### EXERCISE DIRECTIONS
What you return must match the records below exactly, down to each character.
[DATA PROVIDED]
PR #1126, opened 2022-02-09
Add phantom markers for ink! primitives

cmichi:
I'm about to add custom linting into `cargo-contract` using `dylint`. Unfortunately the way we use proc. macros currently the information that a function is e.g. an ink! constructor is not available for lint implementations.

I'm not super proud of this workaround, but `cfg` attributes are retained and accessible within a lint implementation. This hack doesn't generate any additional code and it's hidden to users. Hence I think it's justifiable to do it that way. If we find a better workaround in the future we can still change it.

### DIFF
--- a/crates/lang/codegen/src/generator/events.rs
+++ b/crates/lang/codegen/src/generator/events.rs
@@ -77,6 +77,11 @@ impl<'a> Events<'a> {
     /// Generates the base event enum that comprises all user defined events.
     /// All emitted events are converted into a variant of this enum before being
     /// serialized and emitted to apply their unique event discriminant (ID).
+    ///
+    /// # Developer Note
+    ///
+    /// The `__ink_EventBase` config attribute is used here to convey the information
+    /// that this function is an ink! constructor to `dylint`.
     fn generate_event_base(&self) -> TokenStream2 {
         let storage_ident = &self.contract.module().storage().ident();
         let event_idents = self
--- a/crates/lang/codegen/src/generator/events.rs
+++ b/crates/lang/codegen/src/generator/events.rs
@@ -80,8 +80,8 @@ impl<'a> Events<'a> {
     ///
     /// # Developer Note
     ///
-    /// The `__ink_EventBase` config attribute is used here to convey the information
-    /// that this function is an ink! constructor to `dylint`.
+    /// The `__ink_dylint_EventBase` config attribute is used here to convey the
+    /// information that this function is an ink! constructor to `dylint`.
     fn generate_event_base(&self) -> TokenStream2 {
         let storage_ident = &self.contract.module().storage().ident();
         let event_idents = self
--- a/crates/lang/codegen/src/generator/events.rs
+++ b/crates/lang/codegen/src/generator/events.rs
@@ -90,6 +90,7 @@ impl<'a> Events<'a> {
         quote! {
             #[allow(non_camel_case_types)]
             #[derive(::scale::Encode, ::scale::Decode)]
+            #[cfg(not(target_os = "__ink_EventBase"))]
             pub enum #base_event_ident {
                 #( #event_idents(#event_idents), )*
             }
--- a/crates/lang/codegen/src/generator/events.rs
+++ b/crates/lang/codegen/src/generator/events.rs
@@ -81,7 +81,7 @@ impl<'a> Events<'a> {
     /// # Developer Note
     ///
     /// The `__ink_dylint_EventBase` config attribute is used here to convey the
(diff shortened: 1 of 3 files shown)


paritytech-cicd-pr:

| `contract-terminate` |                  | +14_926    | 1.31 K               | 215_704        |
| `contract-transfer`  |                  | +14_305    | 7.98 K               | 15_704         |
| `delegator`          |                  | +41_047    | 7.63 K               | 51_343         |
| `dns`                |                  | +31_959    | 10.20 K              | 47_112         |
| `erc1155`            |                  | +46_413    | 27.50 K              | 94_224         |
| `erc20`              |                  | +37_098    | 9.80 K               | 47_112         |
| `erc721`             |                  | +90_930    | 13.70 K              | 125_632        |
| `flipper`            |                  | +15_357    | 1.76 K               | 15_704         |
| `incrementer`        |                  | +15_364    | 1.64 K               | 15_704         |
| `multisig`           |                  | +46_824    | 26.79 K              | 103_580        |
| `proxy`              |                  | +29_614    | 3.81 K               | 32_243         |
| `rand-extension`     |                  | +9_050     | 5.12 K               | 15_704         |
| `trait-erc20`        |                  | +36_453    | 10.10 K              | 47_112         |
| `trait-flipper`      |                  | +15_362    | 1.53 K               | 15_704         |
| `trait-incrementer`  |                  | +30_728    | 1.62 K               | 31_408         |



[Link to the run](https://gitlab.parity.io/parity/ink-waterfall/-/pipelines/178496) | Last update: Wed Feb  9 15:03:49 CET 2022

crates/lang/codegen/src/generator/events.rs
```diff
@@ -90,6 +90,7 @@ impl<'a> Events<'a> {
         quote! {
             #[allow(non_camel_case_types)]
             #[derive(::scale::Encode, ::scale::Decode)]
+            #[cfg(not(target_os = "__ink_EventBase"))]
```
ascjones, line 93: What alternatives are there to this, what about `#[cfg(not(feature = "__ink_EventBase"))]`. 

Would be nice to have custom tool attributes e.g. https://rust-lang.github.io/rfcs/2103-tool-attributes.html, but maybe could piggyback on a `rustfmt` or `clippy` one?

cmichi: >What alternatives are there to this, what about `#[cfg(not(feature = "__ink_EventBase"))].`

That would work too, I'll change it.

>maybe could piggyback on a `rustfmt` or `clippy` one?

Makes us dependent on those though. I had the same idea at first and was looking at `clippy` attributes, but AFAICT those are only enums, so we can't encode ink!-specific info.

cmichi: Btw. I hadn't tried `feature` since I had concerns that this might require the feature definition somewhere. But from testing locally it seems to work just fine.

cmichi:
> What about adding in `dylint` or `cargo_contract` to the identifiers?

Are you referring to what is exemplarily described as `#[tool_name::foo]` in https://rust-lang.github.io/rfcs/2103-tool-attributes.html? I haven't found a way to actually define a `tool_name` without introducing code.

ascjones (approved):

crates/lang/codegen/src/generator/events.rs
```diff
@@ -77,6 +77,11 @@ impl<'a> Events<'a> {
     /// Generates the base event enum that comprises all user defined events.
     /// All emitted events are converted into a variant of this enum before being
     /// serialized and emitted to apply their unique event discriminant (ID).
+    ///
+    /// # Developer Note
+    ///
+    /// The `__ink_dylint_EventBase` config attribute is used here to convey the
+    /// information that this function is an ink! constructor to `dylint`.
```
HCastano, line 84: Here it shouldn't be constructor, but I'm not sure what you're getting at.

Should it maybe be `generator` instead?

crates/lang/codegen/src/generator/storage.rs
```diff
@@ -84,6 +84,11 @@ impl Storage<'_> {
     }
 
     /// Generates the storage struct definition.
+    ///
+    /// # Developer Note
+    ///
+    /// The `__ink_dylint_Storage` config attribute is used here to convey the
+    /// information that this function is an ink! constructor to `dylint`.
```
HCastano, line 91: Same here, I think this should be `generator`

HCastano (commented):
I want a little bit of clarification in a comment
[/DATA PROVIDED]
### TASK RESPONSE
PR #1126, opened 2022-02-09
Add phantom markers for ink! primitives

cmichi:
I'm about to add custom linting into `cargo-contract` using `dylint`. Unfortunately the way we use proc. macros currently the information that a function is e.g. an ink! constructor is not available for lint implementations.

I'm not super proud of this workaround, but `cfg` attributes are retained and accessible within a lint implementation. This hack doesn't generate any additional code and it's hidden to users. Hence I think it's justifiable to do it that way. If we find a better workaround in the future we can still change it.

### DIFF
--- a/crates/lang/codegen/src/generator/events.rs
+++ b/crates/lang/codegen/src/generator/events.rs
@@ -77,6 +77,11 @@ impl<'a> Events<'a> {
     /// Generates the base event enum that comprises all user defined events.
     /// All emitted events are converted into a variant of this enum before being
     /// serialized and emitted to apply their unique event discriminant (ID).
+    ///
+    /// # Developer Note
+    ///
+    /// The `__ink_EventBase` config attribute is used here to convey the information
+    /// that this function is an ink! constructor to `dylint`.
     fn generate_event_base(&self) -> TokenStream2 {
         let storage_ident = &self.contract.module().storage().ident();
         let event_idents = self
--- a/crates/lang/codegen/src/generator/events.rs
+++ b/crates/lang/codegen/src/generator/events.rs
@@ -80,8 +80,8 @@ impl<'a> Events<'a> {
     ///
     /// # Developer Note
     ///
-    /// The `__ink_EventBase` config attribute is used here to convey the information
-    /// that this function is an ink! constructor to `dylint`.
+    /// The `__ink_dylint_EventBase` config attribute is used here to convey the
+    /// information that this function is an ink! constructor to `dylint`.
     fn generate_event_base(&self) -> TokenStream2 {
         let storage_ident = &self.contract.module().storage().ident();
         let event_idents = self
--- a/crates/lang/codegen/src/generator/events.rs
+++ b/crates/lang/codegen/src/generator/events.rs
@@ -90,6 +90,7 @@ impl<'a> Events<'a> {
         quote! {
             #[allow(non_camel_case_types)]
             #[derive(::scale::Encode, ::scale::Decode)]
+            #[cfg(not(target_os = "__ink_EventBase"))]
             pub enum #base_event_ident {
                 #( #event_idents(#event_idents), )*
             }
--- a/crates/lang/codegen/src/generator/events.rs
+++ b/crates/lang/codegen/src/generator/events.rs
@@ -81,7 +81,7 @@ impl<'a> Events<'a> {
     /// # Developer Note
     ///
     /// The `__ink_dylint_EventBase` config attribute is used here to convey the
(diff shortened: 1 of 3 files shown)


paritytech-cicd-pr:

| `contract-terminate` |                  | +14_926    | 1.31 K               | 215_704        |
| `contract-transfer`  |                  | +14_305    | 7.98 K               | 15_704         |
| `delegator`          |                  | +41_047    | 7.63 K               | 51_343         |
| `dns`                |                  | +31_959    | 10.20 K              | 47_112         |
| `erc1155`            |                  | +46_413    | 27.50 K              | 94_224         |
| `erc20`              |                  | +37_098    | 9.80 K               | 47_112         |
| `erc721`             |                  | +90_930    | 13.70 K              | 125_632        |
| `flipper`            |                  | +15_357    | 1.76 K               | 15_704         |
| `incrementer`        |                  | +15_364    | 1.64 K               | 15_704         |
| `multisig`           |                  | +46_824    | 26.79 K              | 103_580        |
| `proxy`              |                  | +29_614    | 3.81 K               | 32_243         |
| `rand-extension`     |                  | +9_050     | 5.12 K               | 15_704         |
| `trait-erc20`        |                  | +36_453    | 10.10 K              | 47_112         |
| `trait-flipper`      |                  | +15_362    | 1.53 K               | 15_704         |
| `trait-incrementer`  |                  | +30_728    | 1.62 K               | 31_408         |



[Link to the run](https://gitlab.parity.io/parity/ink-waterfall/-/pipelines/178496) | Last update: Wed Feb  9 15:03:49 CET 2022

crates/lang/codegen/src/generator/events.rs
```diff
@@ -90,6 +90,7 @@ impl<'a> Events<'a> {
         quote! {
             #[allow(non_camel_case_types)]
             #[derive(::scale::Encode, ::scale::Decode)]
+            #[cfg(not(target_os = "__ink_EventBase"))]
```
ascjones, line 93: What alternatives are there to this, what about `#[cfg(not(feature = "__ink_EventBase"))]`. 

Would be nice to have custom tool attributes e.g. https://rust-lang.github.io/rfcs/2103-tool-attributes.html, but maybe could piggyback on a `rustfmt` or `clippy` one?

cmichi: >What alternatives are there to this, what about `#[cfg(not(feature = "__ink_EventBase"))].`

That would work too, I'll change it.

>maybe could piggyback on a `rustfmt` or `clippy` one?

Makes us dependent on those though. I had the same idea at first and was looking at `clippy` attributes, but AFAICT those are only enums, so we can't encode ink!-specific info.

cmichi: Btw. I hadn't tried `feature` since I had concerns that this might require the feature definition somewhere. But from testing locally it seems to work just fine.

cmichi:
> What about adding in `dylint` or `cargo_contract` to the identifiers?

Are you referring to what is exemplarily described as `#[tool_name::foo]` in https://rust-lang.github.io/rfcs/2103-tool-attributes.html? I haven't found a way to actually define a `tool_name` without introducing code.

ascjones (approved):

crates/lang/codegen/src/generator/events.rs
```diff
@@ -77,6 +77,11 @@ impl<'a> Events<'a> {
     /// Generates the base event enum that comprises all user defined events.
     /// All emitted events are converted into a variant of this enum before being
     /// serialized and emitted to apply their unique event discriminant (ID).
+    ///
+    /// # Developer Note
+    ///
+    /// The `__ink_dylint_EventBase` config attribute is used here to convey the
+    /// information that this function is an ink! constructor to `dylint`.
```
HCastano, line 84: Here it shouldn't be constructor, but I'm not sure what you're getting at.

Should it maybe be `generator` instead?

crates/lang/codegen/src/generator/storage.rs
```diff
@@ -84,6 +84,11 @@ impl Storage<'_> {
     }
 
     /// Generates the storage struct definition.
+    ///
+    /// # Developer Note
+    ///
+    /// The `__ink_dylint_Storage` config attribute is used here to convey the
+    /// information that this function is an ink! constructor to `dylint`.
```
HCastano, line 91: Same here, I think this should be `generator`

HCastano (commented):
I want a little bit of clarification in a comment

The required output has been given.